In the “before times”, it was a common perception that more rigorous training programs required an in-person classroom experience. Now, with months and months of experience proving that much of this content can be taught effectively in a virtual environment, training programs will be designed for virtual delivery first. Strong arguments will need to be made to justify in-person classes, especially those that include travel related expenses. There will, of course, be strong arguments to be made for some face-to-face programs – especially where collaboration and community building are critical.
3. The skills needed for working in the new economy apply to learning in the new economy.
As the workforce becomes more virtual, global, and mobile, workers will need to develop skills that help them be successful – for example, fully 63% of sales either start online or will be accomplished with virtual sales, rather than in-person. As training professionals, we can partner with our businesses to not just provide the content they asked for, but to demonstrate the skills required for people to be successful in this interconnected world using virtual technologies and methods.
4. Virtual classroom designs will evolve to minimize Zoom fatigue.

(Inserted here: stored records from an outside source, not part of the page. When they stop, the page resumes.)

PR #281, opened 2020-03-23
Ignore .psqlrc during bats test.

berlin-ab:
psql currently reads the `~/.psqlrc` file which gives me red output while running the bats tests.

### DIFF
--- a/test/finalize.bats
+++ b/test/finalize.bats
@@ -6,7 +6,7 @@ load finalize_checks
 setup() {
     skip_if_no_gpdb
 
-    PSQL="$GPHOME/bin/psql --no-align --tuples-only postgres"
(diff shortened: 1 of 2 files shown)


bhuvnesh2703:
Good change.. Do we need it at other places as well..
like for instance or not needed.
```
get_datadirs() {
    $PSQL -Atc "select datadir from gp_segment_configuration"
}
```
If not LGTM.

berlin-ab:
> Good change.. Do we need it at other places as well..
> like for instance below or not needed.
> 
> ```
> get_datadirs() {
>     $PSQL -Atc "select datadir from gp_segment_configuration"
> }
> ```
> 
> where `PSQL="$GPHOME/bin/psql --no-align --tuples-only postgres"`
> or we should use something like this?

Nice catch. I've added that.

We really need to consider this experience from the learners’ perspective. (Jane Bozarth talks about this in her November post, Normal. Ish.) In 2020, learners put up with poorly designed virtual classes that went on all day while on video…smiling. It was a lot of work to learn, but learned they did – it was a year like no other, and we all worked hard to make the best of whatever situation we were in. At some point, if things don’t change, and we adapt learning treatments to virtual delivery, it won’t end at “Zoom Fatigue”, it’ll end at “Zoom Attrition” - we’ll just exhaust them into logging off. I’ve said in the past that a lack of design and preparation in the virtual environment is much more obvious than a lack of design in the face-to-face environment – instructors can’t just “wing it” based on their presence in the room and the design can’t just present materials – the learner has to be engaged. As an industry, we will need to adopt instructional strategies and techniques that accommodate this “new normal.” (by the way, this is the last time I’ll use the phrase “new normal” in a blog this year – I promise.)

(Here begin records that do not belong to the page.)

PR #286, opened 2020-03-24
Remove unused code.

berlin-ab:
integrations/integrations_suite_test.go:34:2: `hubToAgentPort` is unused (varcheck)
	hubToAgentPort = 6416
	^

### DIFF
--- a/integrations/integrations_suite_test.go
+++ b/integrations/integrations_suite_test.go
@@ -30,8 +30,7 @@ var (
 )
 
 const (
-	cliToHubPort   = 7527
-	hubToAgentPort = 6416
+	cliToHubPort = 7527
 )
 
 var _ = BeforeSuite(func() {


integrations/integrations_suite_test.go
```diff
@@ -30,8 +30,7 @@ var (
 )
 
 const (
-	cliToHubPort   = 7527
-	hubToAgentPort = 6416
+	cliToHubPort = 7527
```
marksliva: This is a little confusing.. the integration tests fail when running `make integration` on this branch. But I see that the `fix-linter-1` PR removes the code. Why not just move this commit over to that PR and close this one?

berlin-ab: That is confusing. I'll investigate.

All as one package of fixups, it worked just fine, but not all split up.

A lot of things might go back to normal. Kids will go to school. We’ll take vacations. We will have meals with our extended families on holidays, and with friends at the local pub on a Tuesday. Some other things will be changed for good – a New York Times opinion piece notes that while workers say they want to go back to work, “people don’t really want to get back to the office. They want to get out of their apartments, their houses, their parents'’ houses. They want their children back in school, and also out of the house. They want to see people’s faces again and have conversations with people who are closer than six feet from them. But that doesn’t mean that they actually want to be back in the office — at least not the way the office was before.” The heavy adoption of virtual training isn’t going away because it is the only approach that allows everyone (wherever they are) to participate in their organizational training, and we should all plan to make it more effective so that organizational training goals can be met without forcing someone to sit at a screen viewing and listening for 8 hours.

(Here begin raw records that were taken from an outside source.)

PR #288, opened 2020-03-24
Unique upgrade directories 

dkrieger-pvtl:
This DRAFT PR is a draft PR in the true sense...the code is a bit rough, but shows the essential ideas.  Please take a look at the big ideas shown in the code...we will continue working on make it higher quality, and fixing the tests.

The main idea is that upgraded datadirs now have a unique has as a suffix, NOT _upgrade as the parent dir suffix.  So, for instance,
```
qddir/demoDataDir-1  ---> qddir/demoDataDir-1_StaMaLJlyh0-1
dbfast/demoDataDir2 ---> dbfast/demoDataDir2_StaMaLJlyh0
```
This scheme ends up significantly cleaning up the code, since now we centralize upgrade datadir naming in one place in Initialize and propagate that through the code.  It also solves the motivating bug: to allow multiple datadirs under the same parent directory.

This code also allows "ownership" of directories, as the hash(`StaMaLJlyh0` in the above) is stored in config.json and allows an upgrade to know "its directories". 

This code passes all the CI's upgrade `X->Y` jobs, but not the BATS tests, as those hard-code assumptions about the upgrade datadir names.

### DIFF
--- a/hub/fill_cluster_configs.go
+++ b/hub/fill_cluster_configs.go
@@ -6,6 +6,8 @@ import (
 	"path/filepath"
 	"sort"
 
+	"github.com/greenplum-db/gpupgrade/upgrade"
+
 	"github.com/pkg/errors"
 
 	"github.com/greenplum-db/gpupgrade/db"
@@ -15,7 +17,10 @@ import (
 )
 
 // create source/target clusters, write to disk and re-read from disk to make sure it is "durable"
-func (s *Server) FillClusterConfigsSubStep(config *Config, conn *sql.DB, _ step.OutStreams, request *idl.InitializeRequest, saveConfig func() error) error {
+func FillClusterConfigsSubStep(config *Config, conn *sql.DB, _ step.OutStreams, request *idl.InitializeRequest, saveConfig func() error) error {
+	// Assign a new universal upgrade identifier.
+	config.UpgradeID = upgrade.NewID()
+
 	if err := CheckSourceClusterConfiguration(conn); err != nil {
 		return err
 	}
@@ -37,7 +42,7 @@ func (s *Server) FillClusterConfigsSubStep(config *Config, conn *sql.DB, _ step.
 		ports = append(ports, int(p))
 	}
 
-	s.TargetInitializeConfig, err = AssignDatadirsAndPorts(s.Source, ports)
+	config.TargetInitializeConfig, err = AssignDatadirsAndPorts(config.Source, ports, config.UpgradeID)
 	if err != nil {
 		return err
 	}
@@ -49,7 +54,7 @@ func (s *Server) FillClusterConfigsSubStep(config *Config, conn *sql.DB, _ step.
 	return nil
 }
 
-func AssignDatadirsAndPorts(source *greenplum.Cluster, ports []int) (InitializeConfig, error) {
+func AssignDatadirsAndPorts(source *greenplum.Cluster, ports []int, upgradeID upgrade.ID) (InitializeConfig, error) {
 	if len(ports) == 0 {
 		port := 50432
 		numberOfSegments := len(source.Mirrors) + len(source.Primaries) + 2 // +2 for master/standby
@@ -65,11 +70,11 @@ func AssignDatadirsAndPorts(source *greenplum.Cluster, ports []int) (InitializeC
 		ports = sanitize(ports)
 	}
 
-	return assignDatadirsAndCustomPorts(source, ports)
+	return assignDatadirsAndCustomPorts(source, ports, upgradeID)
 }
 
 // can return an error if we run out of ports to use
-func assignDatadirsAndCustomPorts(source *greenplum.Cluster, ports []int) (InitializeConfig, error) {
+func assignDatadirsAndCustomPorts(source *greenplum.Cluster, ports []int, upgradeID upgrade.ID) (InitializeConfig, error) {
 	targetInitializeConfig := InitializeConfig{}
 
 	nextPortIndex := 0
@@ -80,7 +85,7 @@ func assignDatadirsAndCustomPorts(source *greenplum.Cluster, ports []int) (Initi
 			return InitializeConfig{}, errors.New("not enough ports")
 		}
 		master.Port = ports[nextPortIndex]
-		master.DataDir = upgradeDataDir(master.DataDir)
+		master.DataDir = upgradeDataDirMaster(master.DataDir, upgradeID)
 		targetInitializeConfig.Master = master
 		nextPortIndex++
 	}
@@ -91,7 +96,7 @@ func assignDatadirsAndCustomPorts(source *greenplum.Cluster, ports []int) (Initi
 			return InitializeConfig{}, errors.New("not enough ports")
 		}
 		standby.Port = ports[nextPortIndex]
-		standby.DataDir = standby.DataDir + "_upgrade"
+		standby.DataDir = upgradeDataDir(standby.DataDir, upgradeID)
 		targetInitializeConfig.Standby = standby
 		nextPortIndex++
 	}
@@ -119,7 +124,7 @@ func assignDatadirsAndCustomPorts(source *greenplum.Cluster, ports []int) (Initi
 			segment.Port = ports[nextPortIndex]
 			portIndexByHost[segment.Hostname] = nextPortIndex + 1
 		}
-		segment.DataDir = upgradeDataDir(segment.DataDir)
+		segment.DataDir = upgradeDataDir(segment.DataDir, upgradeID)
 
 		targetInitializeConfig.Primaries = append(targetInitializeConfig.Primaries, segment)
 	}
@@ -144,7 +149,7 @@ func assignDatadirsAndCustomPorts(source *greenplum.Cluster, ports []int) (Initi
 				segment.Port = ports[nextPortIndex]
 				portIndexByHost[segment.Hostname] = nextPortIndex + 1
 			}
-			segment.DataDir = upgradeDataDir(segment.DataDir)
+			segment.DataDir = upgradeDataDir(segment.DataDir, upgradeID)
 
 			targetInitializeConfig.Mirrors = append(targetInitializeConfig.Mirrors, segment)
 		}
--- a/hub/fill_cluster_configs_test.go
+++ b/hub/fill_cluster_configs_test.go
@@ -1,14 +1,24 @@
 package hub
 
 import (
+	"fmt"
 	"reflect"
 	"testing"
+
+	"github.com/greenplum-db/gpupgrade/upgrade"
 
 	cluster2 "github.com/greenplum-db/gpupgrade/greenplum"
 )
 
-func TestAssignPorts(t *testing.T) {
+func TestAssignDataDirsAndPorts(t *testing.T) {
 
+	upgradeID := upgrade.NewID()
+	expectedDataDir := func(sourceDir string) string {
+		return fmt.Sprintf("%s_%s", sourceDir, upgradeID)
+	}
+	expectedDataDirMaster := func(sourceDir string) string {
+		return fmt.Sprintf("%s_%s-1", sourceDir, upgradeID)
+	}
 	cases := []struct {
 		name string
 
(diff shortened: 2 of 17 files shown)


upgrade/id.go
```diff
@@ -0,0 +1,40 @@
...
+
+import (
+	"crypto/rand"
+	"encoding/base64"
+	"encoding/binary"
+	"fmt"
+)
+
+// ID is a unique identifier for a cluster upgrade.
+type ID uint64
```
berlin-ab: What if the ID type were a string instead, so throughout the codebase we don't need to leak the knowledge about how an ID gets transformed into a string:  for example `0 -> AAAAAAAA`

hub/fill_cluster_configs.go
```diff
@@ -15,7 +17,10 @@ import (
 )
 
 // create source/target clusters, write to disk and re-read from disk to make sure it is "durable"
-func (s *Server) FillClusterConfigsSubStep(config *Config, conn *sql.DB, _ step.OutStreams, request *idl.InitializeRequest, saveConfig func() error) error {
+func FillClusterConfigsSubStep(config *Config, conn *sql.DB, _ step.OutStreams, request *idl.InitializeRequest, saveConfig func() error) error {
+	// Assign a new universal upgrade identifier.
+	config.UpgradeID = upgrade.NewID()
```
berlin-ab: Should we consider moving this to the initial creation of the Config object?

upgrade/id.go
dkrieger-pvtl: The `ID` type implements the Stringer interface, so the general usage is to use `%s` in a string-write function.  The case `0->AAAAAAAAAAA` is for testing, and we instead use fmt.Sprintf("%s",(ID)0) for that instead.  

Users should not assume the ID type is a string, but use the Stringer interface if they need to convert ID to a string.  If they assume it's a string, we are hard-coding that(leaking that it's a string), and couldn't change the type in the future.  Keeping it as not-a-string actually enforces that.

hub/fill_cluster_configs.go
dkrieger-pvtl: Probably...I was just thinking that...

upgrade/id.go
berlin-ab: What if the ID type were a struct that contained the uint64, I think the thing that's bothering me is seeing us construct a config object throughout the system like:

```
&hub.Config{source, target, hub.InitializeConfig{}, 0, port, useLinkMode, 0}
```

Which passes a zero along as the UpgradeID w/ little context as to `0` being a special type. Having it as a struct would make this clearer:

&hub.Config{source, target, hub.InitializeConfig{}, 0, port, useLinkMode, upgrade.NewId(0)}

hub/fill_cluster_configs.go
```diff
@@ -6,6 +6,8 @@ import (
 	"path/filepath"
 	"sort"
 
+	"github.com/greenplum-db/gpupgrade/upgrade"
```
bhuvnesh2703: move it down to consolidate all gpugrade related imports.

hub/init_target_cluster.go
```diff
@@ -6,19 +6,17 @@ import (
 	"path"
 	"path/filepath"
 	"strings"
-	"sync"
+
+	"github.com/greenplum-db/gpupgrade/upgrade"
```
bhuvnesh2703: move it down..

hub/fill_cluster_configs_test.go
```diff
@@ -1,14 +1,24 @@
...
 )
 
-func TestAssignPorts(t *testing.T) {
+func TestAssignDataDirsAndPorts(t *testing.T) {
 
+	upgradeID := upgrade.NewID()
+	expectedDataDir := func(sourceDir string) string {
+		return fmt.Sprintf("%s_%s", sourceDir, upgradeID)
+	}
+	expectedDataDirMaster := func(sourceDir string) string {
```
berlin-ab: I wonder if there is a way for us to not need to know about this special case?

upgrade/id.go
jchampio: I think switching to named parameters in most cases would probably help that.

hub/init_target_cluster.go
```diff
@@ -130,14 +118,23 @@ func WriteInitsystemFile(gpinitsystemConfig []string, gpinitsystemFilepath strin
...
+func upgradeDataDirMaster(path string, upgradeID upgrade.ID) string {
 	// e.g.
 	//   /data/primary/seg1
 	// becomes
-	//   /data/primary_upgrade/seg1
+	//   /data/primary/seg1_456HJLN426
 	path = filepath.Clean(path)
-	parent := fmt.Sprintf("%s_upgrade", filepath.Dir(path))
-	return filepath.Join(parent, filepath.Base(path))
+	return fmt.Sprintf("%s_%s-1", path, upgradeID)
```
bhuvnesh2703: why append _%s`-1` instead of _%s?

jchampio: I'm wondering about this too.

hub/fill_cluster_configs.go
```diff
@@ -37,7 +42,7 @@ func (s *Server) FillClusterConfigsSubStep(config *Config, conn *sql.DB, _ step.
 		ports = append(ports, int(p))
 	}
 
-	s.TargetInitializeConfig, err = AssignDatadirsAndPorts(s.Source, ports)
+	config.TargetInitializeConfig, err = AssignDatadirsAndPorts(config.Source, ports, config.UpgradeID)
```
bhuvnesh2703: possible to pass config object, instead of config.Source and config.UpgradeID?

hub/init_target_cluster.go
```diff
@@ -37,7 +35,7 @@ func (s *Server) writeConf(sourceDBConn *dbconn.DBConn) error {
 	}
 	defer sourceDBConn.Close()
 
-	gpinitsystemConfig, err := CreateInitialInitsystemConfig(s.Source.MasterDataDir())
+	gpinitsystemConfig, err := CreateInitialInitsystemConfig(s.Source.MasterDataDir(), s.Config.UpgradeID)
```
bhuvnesh2703: pass the combined string instead? what GetMasterSegPrefix does?

bhuvnesh2703:
I like it, now we change the actual data directory (gpseg-1 etc) which is much better..

hub/rename_data_directories.go
```diff
@@ -15,10 +16,9 @@ import (
 )
 
 const OldSuffix = "_old"
-const UpgradeSuffix = "_upgrade"
 
 func (s *Server) UpdateDataDirectories() error {
-	if err := RenameMasterDataDir(s.Source.MasterDataDir(), true); err != nil {
+	if err := RenameMasterDataDir(s.Source.MasterDataDir(), "", true); err != nil {
```
bhuvnesh2703: nit: can we just pass src, destination instead of doing manipulation inside. its just rename though..

hub/rename_data_directories_test.go
```diff
@@ -4,9 +4,10 @@ import (
 	"errors"
 	"testing"
 
+	"github.com/hashicorp/go-multierror"
```
bhuvnesh2703: imports placement..

hub/rename_data_directories.go
kalensk: A huge +1 to this.

jchampio: Yep. We're also combining the two calls into one for the local-master case, so that should help out too.

jchampio: Remote segment case is proving trickier to simplify in that way due to `Source/Target` and `AgentConns` tech debt.

bhuvnesh2703:
LGTM other than the comments, tested locally with/without link mode and several combinations of different data dirs setup, looks good.

upgrade/id.go
dkrieger-pvtl: And I use IntelliJ, which shows me the parameter names, so I didn't notice that....

hub/fill_cluster_configs_test.go
dkrieger-pvtl: The problem here is that `gpinitsystem` adds the `-1` suffix to the last directory in the datadir path, but only for the master.  Fixing `gpinitsystem` is one way, but that's not going to happen in this PR.

hub/init_target_cluster.go
dkrieger-pvtl: The problem here is that gpinitsystem adds the -1 suffix to the last directory in the datadir path, but only for the master. Fixing gpinitsystem is one way, but that's not going to happen in this PR.

hub/fill_cluster_configs.go
dkrieger-pvtl: There's much more to the config than just those two fields....so I'd prefer to add in separate members for easier testing.

hub/init_target_cluster.go
dkrieger-pvtl: I was thinking instead of combining the format string in `GetMasterSegPrefix` with `UpgradeDataDir*`...but your suggestion makes sense as the SegPrefix.

hub/rename_data_directories.go
dkrieger-pvtl: All of this will be heavily refactoring in our actual PR, so I am closing this.

upgrade/id.go
dkrieger-pvtl: Done...I added a constant `DefaultID` so there is only a hard-coded constant "AAAA....." in the id_test.go file...all other uses of ID are not magic constants but symbols.

hub/fill_cluster_configs.go
dkrieger-pvtl: too much of a lift now...we really need this to be in a substep....

hub/fill_cluster_configs.go
dkrieger-pvtl: Done

hub/init_target_cluster.go
dkrieger-pvtl: Done

hub/rename_data_directories_test.go
dkrieger-pvtl: @bhuvnesh2703 our usage seems to place go-common-libs in the same place as third-party imports. What change do you want here?

hub/fill_cluster_configs_test.go
```diff
@@ -242,10 +252,33 @@ func TestAssignPorts(t *testing.T) {
...
 		t.Run(c.name, func(t *testing.T) {
-			_, err := AssignDatadirsAndPorts(c.cluster, c.ports)
+			_, err := AssignDatadirsAndPorts(c.cluster, c.ports, 0)
 			if err == nil {
 				t.Errorf("AssignDatadirsAndPorts(<cluster>, %v) returned nil, want error", c.ports)
 			}
 		})
 	}
 }
+
```
berlin-ab: Do we plan on reviving this test? If not, let's remove it.

hub/init_target_cluster.go
berlin-ab: I'm not sure what should own the behavior, but rather than passing these two values around, we should group them together somehow. Maybe a function on Cluster, or on Config that can construct the path.

upgrade/id.go
jchampio: I haven't seen `DefaultID` yet, but if we've added a constant for a zero value (which already has official ways of construction in Go) then I'd say that's a code smell.

jchampio: > And I use IntelliJ, which shows me the parameter names, so I didn't notice that....

Time to turn those off...

hub/init_target_cluster_test.go
```diff
@@ -304,35 +253,24 @@ func TestGetMasterSegPrefix(t *testing.T) {
...
 
 		for _, c := range cases {
-			actual, err := GetMasterSegPrefix(c.MasterDataDir)
+			actual, err := GetMasterSegPrefix(c.MasterDataDir, 0)
 			if err != nil {
 				t.Fatalf("got %#v, want nil", err)
 			}
 
-			expected := "gpseg"
+			expected := "gpseg-1_AAAAAAAAAAA"
```
jchampio: This is not an appropriate semantic change. The segment prefix of `/data/master/gpseg-1` is not `gpseg-1_AAAAAAAAAAA`, it is `gpseg`. This is part of why the `-1` confusion exists.

upgrade/id.go
dkrieger-pvtl: See #292.  We believe we addressed this issue there.

hub/fill_cluster_configs_test.go
dkrieger-pvtl: Fixed in #292.

hub/init_target_cluster.go
dkrieger-pvtl: Fixed in #292.

hub/init_target_cluster.go
dkrieger-pvtl: fixed in #292

hub/rename_data_directories_test.go
dkrieger-pvtl: fixed in #292

hub/fill_cluster_configs.go
dkrieger-pvtl: moved to #292

hub/init_target_cluster_test.go
dkrieger-pvtl: Fixed in #292.

hub/fill_cluster_configs_test.go
dkrieger-pvtl: No...removed in #292.

dkrieger-pvtl:
See #292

Are You Sure You Want to Go Back to The Office? New York Times, December 23, 2020
Coronavirus: How the World of Work May Change Forever BBC, October 23, 2020
[i] According to a recent study by Cisco Systems, almost nine out of 10 workers want to keep some kind of work-from-home setup, often blending remote work and in-office work.
[i] Well, maybe not completely new – InSync and other practitioners with extensive live online experience know that session length should typically be capped at no more than 4 hours, and better in two-hour sessions.